Fix: Agents implement what’s in the issue. Nothing more. If they see improvement opportunities, they note them in a comment. They don’t act on them without approval.
Churning Without Escalating
An agent hits a credential problem and spends 10 hours trying different approaches instead of stopping after 3 failures. Activity isn’t progress.
Fix: Mandatory escalation triggers. Credential not found in 2 minutes - stop and ask. Same error after 3 different approaches - stop and escalate. Blocked more than 30 minutes on a single problem - time-box expired, escalate or pivot.
The escalation format is structured:
BLOCKED: [Brief description]
TRIED: [What was attempted]
NEED: [What would unblock - decision, credential, different environment]
This came directly from a post-mortem where an agent consumed an entire day’s compute budget making 100+ tool calls without advancing. The escalation protocol has prevented similar incidents multiple times since.
What We Didn’t Build
It’s worth noting what’s intentionally absent from this system.
No agent-to-agent messaging. Agents communicate through artifacts (GitHub issues, PRs, labels) and through the Captain. There’s no direct channel between the dev agent and the PM agent. This prevents emergent coordination that the human can’t observe or override.
No automated priority assignment. The PM agent drafts issues and suggests priorities, but the Captain approves them. An agent’s sense of “urgent” doesn’t always match business reality.
No automated scope changes. If a dev agent discovers that an issue is bigger than expected, it doesn’t split the issue or adjust the scope. It reports the situation and the Captain decides how to proceed.
No self-organizing sprints. Agents don’t negotiate among themselves about what to work on next. The Captain maintains a weekly plan, and agents work from it.
Each of these would be technically feasible. We chose not to build them because every autonomous coordination mechanism is a place where agent behavior can diverge from human intent without the human knowing.
The Broader Point
The instinct with AI agents is to give them more autonomy. Let them self-organize. Let them figure out the best approach. Reduce the human overhead.
This instinct is wrong, at least at the current state of the technology.
Humans can handle ambiguity. When a process document says “coordinate with the team,” a human knows what that means in context. They’ll ping someone on Slack, or walk to their desk, or bring it up in standup. An agent reading the same instruction has no grounding for “coordinate” and will either do nothing or do something unhelpful.

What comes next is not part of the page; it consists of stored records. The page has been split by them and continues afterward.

PR #127, opened 2022-04-12
Add support for email protection logout

alistairjcbrown:
**Reviewer:** 
**Asana:** https://app.asana.com/0/0/1202050175851756/f

## Description
Adds wiring to allow the email web app to log the user out of a device, and for the device to communicate this capability.

## Steps to test
See task

### DIFF
--- a/src/DeviceInterface/AndroidInterface.js
+++ b/src/DeviceInterface/AndroidInterface.js
@@ -32,6 +32,10 @@ class AndroidInterface extends InterfacePrototype {
         }
     }
 
+    /**
+     * Used by the email web app
+     * Settings page displays data of the logged in user data
+     */
     getUserData () {
         let userData = null
 
@@ -46,8 +50,51 @@ class AndroidInterface extends InterfacePrototype {
         return Promise.resolve(userData)
     }
 
+    /**
+     * Used by the email web app
+     * Device capabilities determine which functionality is available to the user
+     */
+    getEmailProtectionCapabilities () {
+        let deviceCapabilities = null
+
+        try {
+            deviceCapabilities = JSON.parse(window.EmailInterface.getDeviceCapabilities())
+        } catch (e) {
+            if (this.globalConfig.isDDGTestMode) {
+                console.error(e)
+            }
+        }
+
+        return Promise.resolve(deviceCapabilities)
+    }
+
     storeUserData ({addUserData: {token, userName, cohort}}) {
         return window.EmailInterface.storeCredentials(token, userName, cohort)
+    }
+
+    /**
+      * Used by the email web app
+      * Provides functionality to log the user out
+      */
+    removeUserData () {
+        try {
+            return window.EmailInterface.removeCredentials()
+        } catch (e) {
+            if (this.globalConfig.isDDGTestMode) {
+                console.error(e)
+            }
+        }
+    }
+
+    addLogoutListener (handler) {
+        // Only deal with logging out if we're in the email web app
+        if (!this.globalConfig.isDDGDomain) return
+
+        window.addEventListener('message', (e) => {
+            if (this.globalConfig.isDDGDomain && e.data.emailProtectionSignedOut) {
+                handler()
+            }
+        })
     }
 }
 
--- a/src/DeviceInterface/AppleDeviceInterface.js
+++ b/src/DeviceInterface/AppleDeviceInterface.js
@@ -89,8 +89,20 @@ class AppleDeviceInterface extends InterfacePrototype {
         this.addLogoutListener(cleanup)
     }
 
+    /**
+     * Used by the email web app
+     * Settings page displays data of the logged in user data
+     */
     getUserData () {
         return this.transport.send('emailHandlerGetUserData')
+    }
+
+    /**
+     * Used by the email web app
+     * Device capabilities determine which functionality is available to the user
+     */
+    getEmailProtectionCapabilities () {
+        return this.transport.send('emailHandlerGetCapabilities')
     }
 
     async getSelectedCredentials () {
@@ -151,6 +163,14 @@ class AppleDeviceInterface extends InterfacePrototype {
 
     storeUserData ({addUserData: {token, userName, cohort}}) {
         return this.transport.send('emailHandlerStoreToken', { token, username: userName, cohort })
+    }
+
+    /**
+     * Used by the email web app
+     * Provides functionality to log the user out
+     */
+    removeUserData () {
+        return this.transport.send('emailHandlerRemoveToken')
     }
 
     /**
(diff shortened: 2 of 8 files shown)


src/DeviceInterface/AndroidInterface.js
```diff
@@ -40,9 +40,44 @@ class AndroidInterface extends InterfacePrototype {
...
+    addLogoutListener (handler) {
+        // Cleanup on logout events
+        window.addEventListener('message', (e) => {
+            if (e.origin !== window.origin) return
+
+            if (e.data.emailProtectionSignedOut) {
+                handler()
+            }
+        })
+    }
```
alistairjcbrown, line 80: We need a way for the device to communicate to the web app when the user has been logged out -- open for discussion if this is the right approach, though it mirrors the listener / handler setup we have with the extension.

An alternative would be to have `removeUserData` return a promise so the page can refresh when complete, but this would mean we still wouldn't catch the user data is cleared from the device using native menus.

ℹ️  Also note: I've only checked this working on apple devices, not android.

src/DeviceInterface/ExtensionInterface.js
```diff
@@ -65,8 +72,12 @@ class ExtensionInterface extends InterfacePrototype {
         }
     }
 
-    storeUserData (data) {
-        return chrome.runtime.sendMessage(data)
+    storeUserData ({addUserData: {token, userName, cohort}}) {
+        return chrome.runtime.sendMessage({addUserData: {token, userName, cohort}})
```
alistairjcbrown, line 76: Opinionated: I've destructured out the pieces of data needed so we're explicitly showing what we're sending. It also makes it mirror the corresponding code in other devices and means we can find it when searching for `addUserData`

src/DeviceInterface/AndroidInterface.js
```diff
@@ -40,9 +40,44 @@ class AndroidInterface extends InterfacePrototype {
         return Promise.resolve(userData)
     }
 
+    getEmailProtectionCapabilities () {
```
GioSensation, line 43: I think we should mark with a comment which of these calls are only available on our web page. This is one, I think.

src/DeviceInterface/AndroidInterface.js
GioSensation: I'm not clear how these two work. Let's chat later. In any case, we should restrict the accepted origin to our domain (otherwise any website can send that message). This means that when initiated from the device menus we can't clear the autofill stuff right away (which is already the case). Maybe from the native layer they can trigger a page refresh or something?

src/DeviceInterface/AppleDeviceInterface.js
```diff
@@ -324,6 +332,17 @@ class AppleDeviceInterface extends InterfacePrototype {
     supportsFeature (name) {
         return this.#supportedFeatures.includes(name)
     }
+
+    addLogoutListener (handler) {
+        // Cleanup on logout events
+        window.addEventListener('message', (e) => {
+            if (e.origin !== window.origin) return
```
GioSensation, line 339: Again, restrict the origin.

src/DeviceInterface/ExtensionInterface.js
GioSensation: Should we use type annotations instead? Downside of your approach is that we'd need a new release to pass a new piece of data. On the other hand, it's highly likely we'd need a new release anyway because we'd want to do something with this data.

src/DeviceInterface/InterfacePrototype.js
```diff
@@ -487,12 +487,27 @@ class InterfacePrototype {
...
                 } catch (e) {}
 
+                let capabilities
+                try {
+                    capabilities = await this.getEmailProtectionCapabilities()
+                } catch (e) {}
+
+                // Set up listener for web app actions
+                window.addEventListener('message', (e) => {
+                    if (e.origin !== window.origin) return
```
GioSensation, line 497: Origin 🙂 .

GioSensation (commented):
My first thoughts. Let's chat in a bit.

src/DeviceInterface/AndroidInterface.js
shakyShane: @alistairjcbrown as mentioned, these `message` handlers need to be restricted to the current domain only.

src/DeviceInterface/AppleDeviceInterface.js
```diff
@@ -345,6 +365,17 @@ class AppleDeviceInterface extends InterfacePrototype {
         )
         return formatDuckAddress(alias)
     }
+
+    addLogoutListener (handler) {
+        // Only deal with logging out if we're in the email web app
+        if (!this.globalConfig.isDDGDomain) return
+
+        window.addEventListener('message', (e) => {
+            if (this.globalConfig.isDDGDomain && e.data.emailProtectionSignedOut) {
```
shakyShane, line 374: Same comment as before re: event origin

src/DeviceInterface/InterfacePrototype.js
```diff
@@ -463,12 +463,25 @@ class InterfacePrototype {
...
                 } catch (e) {}
 
+                let capabilities
+                try {
+                    capabilities = await this.getEmailProtectionCapabilities()
+                } catch (e) {}
+
+                // Set up listener for web app actions
+                window.addEventListener('message', (e) => {
+                    if (this.globalConfig.isDDGDomain && e.data.removeUserData) {
```
shakyShane, line 473: Same comment as before re: event origin

src/DeviceInterface/InterfacePrototype.js
```diff
@@ -485,6 +498,12 @@ class InterfacePrototype {
     /** @returns {Promise<null|Record<any,any>>} */
     getUserData () { return Promise.resolve(null) }
 
+    /** @returns {void} */
+    removeUserData () {}
+
+    /** @returns {Promise<null|Record<string,boolean>>} */
+    getEmailProtectionCapabilities () { return Promise.resolve(null) }
```
shakyShane, line 505: If this is a 'must implement on all devices' method, then I'd like us to start using the `throw new Error('unimplemented')` pattern in the base class here. This can help during development to prevent subtle bugs where someone accidentally removes the implementation from a subclass.

JavaScript is limited in what we can 'enforce' on implementors, this is a small alternative
```suggestion
    getEmailProtectionCapabilities () { throw new Error('unimplemented') }
```

shakyShane (changes requested):
@alistairjcbrown I added a couple of small comments - please note these are just relating to my scan of the code changes only

In terms of the functionality I am assuming you've been through that already with @GioSensation?

src/DeviceInterface/AndroidInterface.js
alistairjcbrown: @shakyShane They're restricted to the DuckDuckGo domain with the `this.globalConfig.isDDGDomain` -- do we want a `e.origin === window.origin` check in here too?

shakyShane:
@alistairjcbrown I think you need to re-commit the built file :)

shakyShane:
@jonathanKingston there's a failure now on the built asset under the swift package - do you know why that would be?

jonathanKingston:
Looks like the file wasn't checked in; it's just a new location we need to do.

alistairjcbrown:
@shakyShane Happy to approve and remove requested changed lock?
Tested this change with the extension, iOS browser and macOS browser on the approved dev branches, as well as tested with the current Android release (while dev branch is in development). All looking good 👍

shakyShane (approved):

shakyShane:
@alistairjcbrown approved with the caveat (I always like to make this 100% clear) that I havn't ran or manually tested any of your changes :)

Humans resolve conflicts in real-time. When two developers realize they’re both editing the same file, they talk about it and figure out who goes first. Agents don’t detect the conflict until both PRs are open, and they can’t negotiate a resolution.
Humans bring judgment to edge cases. When something feels wrong even though the process says it’s fine, a human investigates. An agent follows the process.
This doesn’t mean agents are less capable. It means they’re differently capable, and the coordination protocols need to account for those differences. Explicit role boundaries, visible state transitions, human-gated merge authority, structured escalation - these aren’t overhead. They’re the minimum viable structure for getting useful work out of a multi-agent team.
The protocols we’ve described aren’t complex. Namespaced labels. A status flow. QA grades. Captain-directed merges. Escalation triggers. Each one is simple. Together, they create a system where multiple agents produce coherent output instead of incoherent noise.
The alternative - letting agents self-organize and hoping for the best - produces exactly the chaos you’d expect.
This article describes a production team workflow coordinating AI dev agents, PM agents, and an advisor - all running in CLI tools - with a human captain across multiple projects. The system has been in daily use since January 2026, evolving from a split GUI/CLI setup to an all-CLI model as the tools matured.